Search the entries below for the word "action" and copy each line that has it.
Records shown Start Marker
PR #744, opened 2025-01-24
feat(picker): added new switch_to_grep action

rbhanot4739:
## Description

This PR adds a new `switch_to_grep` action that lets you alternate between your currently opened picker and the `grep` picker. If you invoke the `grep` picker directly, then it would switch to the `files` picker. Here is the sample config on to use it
Records shown End Marker
◆ **Written solution**
feat(picker): added new switch_to_grep action
This PR adds a new `switch_to_grep` action that lets you alternate between your currently opened picker and the `grep` picker. If you invoke the `grep` picker directly, then it would switch to the `files` picker. Here is the sample config on to use it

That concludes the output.